(Stored data entries)

^^^^^^^^

PR #1782, opened 2025-10-23
chore: Enhance rolling log logic

### LINKED ISSUE #1774: Enhance Rolling Logs Support
### Story Form

As a block node operator
I want to ensure my logs roll over to new file as time goes
So that I have logs that manageable and predictably sized logs files over time

### Technical Notes

Confirm and update FileHandler log configs.
Ensure and set appropriate size and naming conventions

Nana-EC:
## Reviewer Notes

Add support for date based rolling log files.
Node operators engaging in load tests and trace logs will observe large multiple log files.
This is a node operator experience improvement to make management and configuration easier.

## Related Issue(s)
Fixes #1774

### DIFF
--- a/block-node/app/src/main/java/module-info.java
+++ b/block-node/app/src/main/java/module-info.java
@@ -29,5 +29,6 @@ module org.hiero.block.node.app {
     requires static transitive com.github.spotbugs.annotations;
     requires static java.compiler;
 
-    exports org.hiero.block.node.app.logging to java.logging;
+    exports org.hiero.block.node.app.logging to
+            java.logging;
 }
--- a/block-node/app/src/main/java/module-info.java
+++ b/block-node/app/src/main/java/module-info.java
@@ -28,4 +28,6 @@ module org.hiero.block.node.app {
     requires java.logging; // javax.annotation.processing.Generated
     requires static transitive com.github.spotbugs.annotations;
     requires static java.compiler;
+
+    exports org.hiero.block.node.app.logging to java.logging;
 }
--- a/block-node/app/src/main/java/org/hiero/block/node/app/logging/RollingFileHandler.java
+++ b/block-node/app/src/main/java/org/hiero/block/node/app/logging/RollingFileHandler.java
@@ -2,8 +2,9 @@
 package org.hiero.block.node.app.logging;
 
 import java.io.IOException;
-import java.text.SimpleDateFormat;
-import java.util.Date;
+import java.time.Instant;
+import java.time.ZoneOffset;
+import java.time.format.DateTimeFormatter;
 import java.util.logging.FileHandler;
 import java.util.logging.LogManager;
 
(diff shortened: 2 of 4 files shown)


AlfredoG87 (dismissed):
Nice work. LGTM
talking about logs we should consider getting rid of the colorful formmater altogether, I think it adds unnecessary complexity and think that @jsync-swirlds agrees with me on this one.

Nana-EC:
> 2\. Using [LogRotate](https://linux.die.net/man/8/logrotate) in the O/S to rotate and compress log files on a schedule (e.g. hourly or daily). Further usage information is also available [here](https://www.baeldung.com/linux/rotating-logs-logrotate).
> 
> LogRotate, perhaps in combination with the basic rotation in the `FileHandler`, seems a much cleaner overall option with a lot more flexibility.

I agree LogRate in addition to FileHandler works fine. This update doesn't preclude a node operator from doing more refined management if they want. This is supposed to be a simple default config to make life easier for a node operator that doesn't customize the management.
I think as is is fine

Nana-EC:
> > > Did we consider either of the following rather than implementing this in Java code:
> > > 
> > > 1. Use the existing [FileHandler](https://docs.oracle.com/en/java/javase/21/docs/api/java.logging/java/util/logging/FileHandler.html) pattern and limits.
> > 
> > 
> > Yes for 1. FileHandler out of the box doesn't support the timestamp injection. It has a limited set of items you can inject into the pattern. If we don't care for the timestamp then FileHandler on it's won would have been fine, except block-node-0.log required you have to peek the file before knowing when the logs started.
> 
> The create timestamp for the file should let us know when a log file started (or the timestamp of the previous file). That's a pretty typical approach (using file timestamps) to at-a-glance determinations.
> 
> If we _really_ want thorough logfile management, we could also consider using the Socket handler and forward the data to journald or syslog so it's managed with other system-level log files.

To confirm you're suggesting using the more detailed `yyyy-MM-dd HH:mm:ss` instead of `yyyy-MM-dd` to zone in on the first log?

To your second point I think that's out of scope for this PR but a good consideration. Again this is focused on giving a working and simple default config that a node operator can use without extra overhead with the current logs being produced

jsync-swirlds:
> To confirm you're suggesting using the more detailed `yyyy-MM-dd HH:mm:ss` instead of `yyyy-MM-dd` to zone in on the first log? I get the idea but with the way FileHandler works it pulls the file name each time which would mean a new file every second. The value of the `%g` gives you and incrementing unique id. So you'll get 0, 1, 2 every time a new file name is needed because `java.util.logging.FileHandler.limit` has been exceeded on the previous file. The goal here is that `block-node-2025-10-29-0.log, block-node-2025-10-29-1.log, block-node-2025-10-29-2.log` would be more informative than `blocknode-0.log, blocknode-1.log, blocknode-2.log`

I'm not suggesting do more here, I'm saying that the O/S tracks file timestamps so it is not necessary to put that in the file name at all.  I do not think this entire PR is necessary, to be honest, we're fixing a problem with code that should be managed via system operations.

> 
> To your second point I think that's out of scope for this PR but a good consideration. Again this is focused on giving a working and simple default config that a node operator can use without extra overhead with the current logs being produced

I think it _replaces_ this PR.  That's been my point, we're writing new code for something that should be an O/S and Operations activity.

^^^^^^^^

• Exercise goal:
Out of the preceding entries, pull each line that contains the word "system".

• Solution for this problem:
> If we _really_ want thorough logfile management, we could also consider using the Socket handler and forward the data to journald or syslog so it's managed with other system-level log files.
I'm not suggesting do more here, I'm saying that the O/S tracks file timestamps so it is not necessary to put that in the file name at all.  I do not think this entire PR is necessary, to be honest, we're fixing a problem with code that should be managed via system operations.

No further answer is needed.